A Downtime Irony
So many things can go wrong and often do, but I spend a good third of my time working on infrastructure, monitoring, and analytics so that they don’t.
Here’s what happened: At approximately 4:30pm PT feed fetching ceased. The feed fetchers were still working, which is why my monitors didn’t fire and alert anybody. But I have a second large Mongo database server used exclusively for collecting data about feeds being fetched. There are approximately 75 servers dedicated to feed fetching. These analytics look at average fetch times on a per task server basis. I use these analytics to ensure that my task servers are humming along, as they each use a ton of network, cpu, and memory.
This Mongo analytics servers works in a curious way. If you right-click on a feed and go to Statistics you’ll see the feed fetch history for a feed, stretching back a hundred fetches if the feed has had any issues in fetching. I keep these statistics on an analytics server separate from the regular Mongo server. I do this so that if the mongo analytics server goes down, everything will operate normally.
But the mongo server didn’t go down. It merely gave this error:
OperationError: Could not save document (Can't take a write lock while out of disk space)
Mongo continues serving read queries while not allowing write queries. I didn’t plan for that! And it gets worse. The way MongoDB stores data is that is just keeps growing, even as you delete data. NewsBlur only saves the last few fetches, but deleting old fetches doesn’t give you back any disk space. Every other database server I use has an autovacuum process that takes care of this maintenance work (PostgreSQL, Redis, Elasticsearch, but not MongoDB). It’s unfortunate that this is yet another instance of MongoDB being the cause of downtime, even though the fault lies with me.
The server that is meant to only be used to ensure things are working correctly was itself the culprit for feeds no longer being fetched. This is the ironic part.
NewsBlur’s developer during happier times wearing the 2013 NewsBlur t-shirt in Big Sur
Now comes the painful part. On Wednesday morning (yesterday) I packed my car and headed down to Big Sur to go backpack camping for the first time. I’ve car camped plenty of times, but I felt confident enough to pack my sleeping bag and tent into a big bag and head ten miles into the woods of coastal California.
I headed out, away from cellular service, at 4pm PT, half an hour before the analytics server ran out of disk space. And then returned nearly 24 hours later to a bevy of alarmed tweets, emails, direct messages, and a voicemail letting me know that things were haywire.
But the real problem is that I set a vacation reply on both my personal and work email accounts to say that I’d be out until September 3rd. Now, I hired a firm to watch the servers while I’m at Burning Man starting this Saturday. But I figured I could get away with leaving the servers for twenty four hours. And I neglected to tweet out that I’d be gone for a day, so theories cropped up that I was injured, dead, or worse, ignoring the service.

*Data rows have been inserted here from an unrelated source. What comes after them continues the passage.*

PR #513, opened 2025-01-25
feat: add support for `*.nitro.tsx` extension

### LINKED ISSUE #507: Add support for `*.nitro.tsx` files
Support the .tsx extension for files as well.
If you create a `.nitro.tsx` file nitrogen will complain:

```
Nitrogen didn't find any spec files in ./**/*.nitro.ts! To create a Nitro Module, create a TypeScript file with the ".nitro.ts" suffix and export an interface that extends HybridObject<T>.
```

patrickkabwe:
This change adds support for `.tsx` files in the project.

Closes #507


mrousavy:
Hey patrick -thanks for your PR, but unfortunately I don't think this is a good idea. Nitro specs are not JSX, they are simply TypeScript files.

I don't think .tsx should be supported, this is unnecessary complexity imo.

Thanks anyways for your contributions!

PR #414, opened 2016-01-19
Fixed universal rendering support with material-ui.

puradox:
The Material UI set of components require that `navigator.userAgent` be defined before rendering styles on the server side.

https://github.com/callemall/material-ui/pull/2007

### DIFF
--- a/src/server.js
+++ b/src/server.js
@@ -44,6 +44,10 @@ server.get('*', async (req, res, next) => {
       onPageNotFound: () => statusCode = 404,
     };
 
+    global.navigator = {
+      userAgent: req.headers['user-agent']
+    };
+
     await Router.dispatch({ path: req.path, query: req.query, context }, (state, component) => {
       data.body = ReactDOM.renderToString(component);
       data.css = css.join('');


bjfletcher:
@puradox Hello! Well, it's really great to see this PR - RSK and Material UI is a great combination (-:

A couple of things:

1. perhaps add a comment above the code to explain its purpose;
2. even with your change, I still get the following in the build log: `Warning: Material-UI: userAgent should be supplied in the muiTheme context for server-side rendering.`

Are you on the latest for RSK and Material UI? I'm on today's `master` for RSK and `0.14.4` for Material UI.

Hopefully we'll get this worked out at some point.

inian:
@bjfletcher I am using a modified version of RSK and the latest version of Material UI for my project and I can confirm that this change disables the warning for me.

koistya:
It will set User Agent globally for all users browsing the site. Maybe it's better to put `global.navigator = '';` at the top of `server.js` or something like that.

puradox:
@koistya I agree, it would be better to just set this on the server side.

bjfletcher:
An alternative PR that works for me to address the same problem: https://github.com/kriasoft/react-starter-kit/pull/453

koistya:
Thanks for the PR! Closing in favor of #453.

scozv:
hi, is it worth to set separated userAgent for muiTheme, see https://github.com/callemall/material-ui/issues/3831 ?

That is we add code below in `server.js`, I use feature/redux branch :

```
import React, { PropTypes } from 'react';
import getMuiTheme from 'material-ui/styles/getMuiTheme';
import MuiThemeProvider from 'material-ui/styles/MuiThemeProvider';

app.get('*', async (req, res, next) => {
    const muiTheme = getMuiTheme({userAgent: req.headers['user-agent']});
    ....
    await match(routes, {
      render(component, status = 200) {
        ...
        data.body = ReactDOM.renderToString(<MuiThemeProvider muiTheme={muiTheme}><div>{component}</div></MuiThemeProvider>);
        data.css = css.join('');
        return true;
      },
    });
```

rdewolff:
Still having this issue. Asked directly in https://github.com/kriasoft/react-starter-kit/pull/453

PR #448, opened 2016-02-19
Store configurations for client and server apps separately

koistya:
This should prevent accidentally leaking confidential configuration settings, a fail-safe approach.

##### `config/config.client.js`
```js
export const appName = 'React Starter Kit';
```

##### `config/config.server.js`
```js
export const databaseUrl =
  process.env.DATABASE_URL || 'postgresql://postgres@localhost:5433/database';

export const facebook = {
  id: process.env.FACEBOOK_ID || '<your-facebook-id>',
  secret: process.env.FACEBOOK_SECRET || '<your-facebook-secret>',
};

export { appName } from './config.client.js';
```

##### `config/package.json`
```json
{
  "name": "config",
  "main": "./config.server.js",
  "browser": "./config.client.js"
}
```

Note: The same approach is currently used in the HTTP client utility (`src/core/fetch`).

### How to Use

```js
import { appName, databaseUrl } from '../config';

console.log(appName); -> available in both client-side and server-side code
console.log(databaseUrl); -> available only in server-side code
```

**Pro Tip**: If you're using PostgreSQL, you can set password for the `postgres` user from the connection string above via [.pgpass](http://www.postgresql.org/docs/current/static/libpq-pgpass.html) file, so that the same connection string above could work for all team members. Also, all hosting providers (e.g. Heroku, OpenShift, Azure, Bluemix) allow you to configure environment variables, no need to store any actual passwords in your GitHub repository.

For review @frenzzy, @Bogdaan, all.


Bogdaan:
:white_check_mark: good approach )

koistya:
Mm.. over-engineering! As it is now is good enough.

README.md
```diff
@@ -37,6 +37,7 @@ visit our sponsors:
 │   ├── /actions/               # Action creators that allow to trigger a dispatch to stores
 │   ├── /api/                   # REST API / Relay endpoints
 │   ├── /components/            # React components
+│   ├── /config/                # Configuration options for both client and server apps
```
frenzzy: Did you forget to update this comment?

src/config/package.json
```diff
@@ -0,0 +1,6 @@
+{
+  "private": true,
+  "name": "config",
+  "main": "./config.server.js",
+  "browser": "./config.client.js"
```
frenzzy: It would be nice to remove client config if no longer needed

koistya:
Closing in favor of 6878c79dd6974e6d4571601b3a00863b3a850211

Brittany, NewsBlur’s developer’s girlfriend, can handle any situation, including driving a hysterical developer three hours back to San Francisco without breaking a sweat.
If you’re wondering, I think about NewsBlur first thing in the morning and last thing at night when I check Twitter for mentions. It’s my life and I would never just give up on it. I just got cocky after a year and a half of nearly uninterrupted service. NewsBlur requires next to no maintenance, apart from handling support requests and building new features (and occasionally fixing old ones). So I figured what harm could 24 hours of away time be? Boy was I wrong.
If you made it this far then you probably care about NewsBlur’s future. I want to not only assure you that I will be building better monitoring to ensure this never happens again, but to also offer anybody who feels that they are not getting their money’s worth a refund. Even if you are months away from payment, if you aren’t completely satisfied and think NewsBlur’s just about the best thing to happen to RSS since Brent Simmons released NetNewsWire back in 2004, then I want to give you your money back and let you keep your premium account until it expires.
I would like to also mention how much I appreciate the more light-hearted tweets that I read while on the frenetic three hour drive back to San Francisco from Big Sur. I do this for all of your happiness. If I did it for the money I’d probably find a way to juice the data so that I could at least afford to hire an employee. This is a labor of love and your payment goes directly into supporting it.